Путь (Адамова-Слиозберг) - страница 89

Ждала я часа два. Вдруг отворилась дверь и показала Никишов, окруженный охраной. Я сразу узнала его по описанию. Он направился к автомобилю. Испуганная, что могу его пропустить, я выскочила из кустов с криком:

— Товарищ Никишов, моя фамилия Слиозберг, вы в Москве обещали Новикову отпустить меня с Колымы!

Реакция была очень смешная: Никишов, очевидно, подумал, что я собираюсь его убить. Он закрыл лицо рукамя и закричал:

— Взять ее!

Меня сразу окружили военные. Я продолжала кричать:

— Я Слиозберг, вы обещали Новикову отпустить меня с Колымы!

Поняв, в чем дело, Никишов величественно произнес:

— Пусть едет, — сел в машину и укатил. Опять начали искать оказии в Магадан. Вскоре Николай узнал от шофера, приехавшего из Магадана, что Никишов в Магадане, завтра туда едет машина, меня могут взять. Николай спросил:

— Ты не боишься поездки? Не заболеешь опять? Боюсь ли я?! Да я пешком прошла бы эти 500 километров!

Ехать было легче, чем зимой, не было морозов, и я сидела не в теплушке, а на воздухе. Не помню, укачивало ли меня, вообще не помню, как я ехала. На прощание Николай сказал мне:

— Жди меня, я к тебе обязательно приеду. Тогда я совсем не поверила его словам, не думала о них. Но это сбылось, хоть и не скоро.

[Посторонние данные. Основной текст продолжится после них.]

PR #41, opened 2019-03-26
Added filtering for get_roots based on version state

webbyfox:


djangocms_navigation/cms_menus.py
```diff
@@ -17,7 +19,8 @@ def get_roots(self, request):
         )
         versionable = get_versionable_for_content(MenuContent)
         if versionable:
-            menucontents = versionable.distinct_groupers()
+            inner_filter = {"versions__state__in": [DRAFT, PUBLISHED]}
```
monikasulik: Doesn't this mean that both DRAFT and PUBLISHED versions will always appear? And really what we want I guess is for both to appear in preview but only published ones to appear on the site, right?

tests/test_cms_menus.py
```diff
@@ -78,11 +78,13 @@ def test_get_nodes(self):
 
     def test_get_roots_with_multiple_menucontents(self):
         """Test to check get_roots while creating two menu contents"""
-        menucontent_1 = factories.MenuContentFactory()
-        menucontent_2 = factories.MenuContentFactory()
+        menucontent_1 = factories.MenuVersionFactory()
+        menucontent_2 = factories.MenuVersionFactory()
```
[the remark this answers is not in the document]
webbyfox: I am inclined to delete this test as there is already test as you mentioned does it for multiple version and there is a test further down (last one in file) with disabling versioning for nav.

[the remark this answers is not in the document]
monikasulik: I'd have to look at the tests in more detail, but if you're pretty sure that every case that needs to be covered is covered for both versioning enabled and disabled then I'm fine with deleting this one.

tests/test_cms_menus.py
```diff
@@ -76,32 +82,46 @@ def test_get_nodes(self):
...
-
-    def test_get_roots_with_versions(self):
+    def test_get_roots_when_draft_mode_isnt_active(self):
         """This test to check versioning would group all the versions
         of menu content and return latest of all distinct menu content
         """
         menucontent_1_v1 = factories.MenuVersionFactory(state=ARCHIVED)
+        # draft version
         menucontent_1_v2 = factories.MenuVersionFactory(
             content__menu=menucontent_1_v1.content.menu
```
monikasulik: As below, I think you're going to need a published version created here as well and perhaps also an unpublished one.

tests/test_cms_menus.py
```diff
@@ -76,32 +82,46 @@ def test_get_nodes(self):
...
+        menu = CMSMenu(renderer)
+
+        roots = menu.get_roots(self.request)
         self.assertEqual(roots.count(), 2)
         self.assertListEqual(
             list(roots), [menucontent_1_v2.content.root, menucontent_2_v1.content.root]
         )
 
-    def test_get_roots_with_archived_versions(self):
+    def test_get_roots_for_archived_and_unpublished_versions(self):
```
monikasulik: I think you need to test this for both draft mode active and inactive. But these don't have to be a separate tests. You could just add the creation of an unpublished version into the two tests above (and then this test can be deleted).

tests/test_cms_menus.py
```diff
@@ -82,33 +82,73 @@ def test_get_nodes(self):
             attr={"link_target": child2.link_target},
         )
 
-    def test_get_roots_when_draft_mode_isnt_active(self):
+    def test_get_nodes_for_versioning(self):
```
monikasulik: I think it's nicer if these tests are named `get_nodes_for_versioning_enabled` and `get_nodes_for_versioning_disabled`. Will make things clearer if one sees one of these fail in the output etc.

tests/test_cms_menus.py
```diff
@@ -82,33 +82,73 @@ def test_get_nodes(self):
...
-        menucontent_1_v1 = factories.MenuVersionFactory(state=ARCHIVED)
-        # draft version
-        menucontent_1_v2 = factories.MenuVersionFactory(
-            content__menu=menucontent_1_v1.content.menu
-        )
-        # draft version
-        menucontent_2_v1 = factories.MenuVersionFactory()
+        # Renderer should only render published menucontent
+        self.assertEqual(roots.count(), 1)
+        self.assertListEqual(list(roots), [menucontent_2_v1.content.root])
```
monikasulik: I think draft mode active is True is one test and draft mode active is False is another test (as it was before). The test I think you can remove now that you've added unpublished versions is `test_get_roots_for_archived_and_unpublished_versions`

tests/test_cms_menus.py
```diff
@@ -1,22 +1,27 @@
...
+from menus.menu_pool import menu_pool
 from .utils import disable_versioning_for_navigation
 
 
 try:
-    from djangocms_versioning.constants import ARCHIVED, DRAFT
+    from djangocms_versioning.constants import ARCHIVED, DRAFT, UNPUBLISHED, PUBLISHED
 except ImportError:
-    ARCHIVED, DRAFT = None
+    ARCHIVED, DRAFT, UNPUBLISHED = None
```
monikasulik: You should add PUBLISHED here as well

PR #50, opened 2019-09-03
Run tests through python setup.py test

jonathan-s:
This PR depends on 
- https://github.com/FidelityInternational/djangocms-version-locking/pull/55
- https://github.com/divio/djangocms-versioning/pull/189

To try this out locally see the two comments in code.

### DIFF
--- a/setup.py
+++ b/setup.py
@@ -9,6 +9,15 @@ INSTALL_REQUIREMENTS = [
     "django-treebeard>=4.3",
 ]
 
+TEST_REQUIREMENTS = [
+    "djangocms_helper",
+    "djangocms_versioning",
+    "djangocms_version_locking",
+    "djangocms-moderation",
+    "factory_boy",
+    "django_cms"
+]
+
 
 setup(
     name="djangocms-navigation",
@@ -29,4 +38,11 @@ setup(
     url="https://github.com/fidelityInternational/djangocms-navigation",
     license="BSD",
     test_suite="tests.settings.run",
+    tests_require=TEST_REQUIREMENTS,
+    dependency_links=[
+        "http://github.com/divio/django-cms/tarball/release/4.0.x#egg=django-cms-4.0.0",
+        "http://github.com/divio/djangocms-versioning/tarball/master#egg=djangocms-versioning-0.0.23",
+        "http://github.com/divio/djangocms-moderation/tarball/release/1.0.x#egg=djangocms-moderation-1.0.x",
+        "http://github.com/FidelityInternational/djangocms-version-locking/tarball/master#egg=djangocms-version-locking-0.0.13",
+    ]
 )
--- a/tests/requirements.txt
+++ b/tests/requirements.txt
@@ -2,3 +2,7 @@ djangocms-helper
 tox
 coverage
 isort
+factory_boy
+git+git://github.com/divio/djangocms-versioning.git#egg=djangocms-versioning
+git+git://github.com/FidelityInternational/djangocms-version-locking.git#egg=djangocms-version-locking
+git+git://github.com/divio/djangocms-moderation.git#egg=djangocms-moderation
--- a/.gitignore
+++ b/.gitignore
@@ -12,3 +12,4 @@ local.sqlite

Секретарша Никишова приняла меня очень любезно, вспомнила моих сестер и невестку, велела мне подождать. Через полчаса в моих руках было разрешение на отъезд с Колымы с заездом в Москву на 14 дней.

Верочка

Я ждала посадки на пароход, который должен был увезти меня в большую жизнь после семи колымских лет.

Ко мне подошли две женщины с дочерьми. Женщины эти были из Эльгена. Одна, Софья Михайловна, — наш врач, другую я знала только в лицо. У Софьи Михайловны оставались на воле две дочери, и она ухитрялась даже из лагеря посылать им посылки и деньги, а освободившись, устроилась очень хорошо, так как была известна как серьезный детский врач и лечила детей у всего начальства. Она работала в трех местах, имела частную практику, и все заработанное посылала детям.

В 1945 году ее дочери, 13 и 20 лет, приехали к ней, а вот в июле 1946 года старшая из них, Верочка, уезжала на материк.

Лицо у Софьи Михайловны было все в красных пятнах, глаза заплаканы. Верочка, тоненькая темноглазая девушка, мрачно молчала.

Если Софья Михайловна была хорошо одета и походила на даму, то в ее спутнице, одетой в телогрейку и сапоги, с руками, изуродованными грубой работой, каждый узнал бы лагерницу. Она была явно растеряна и все говорила дочери:

— Надя, дай мне слово, что ты будешь учиться и оставишь свои глупости. Дай мне слово, Надя, ведь ты можешь погубить себя!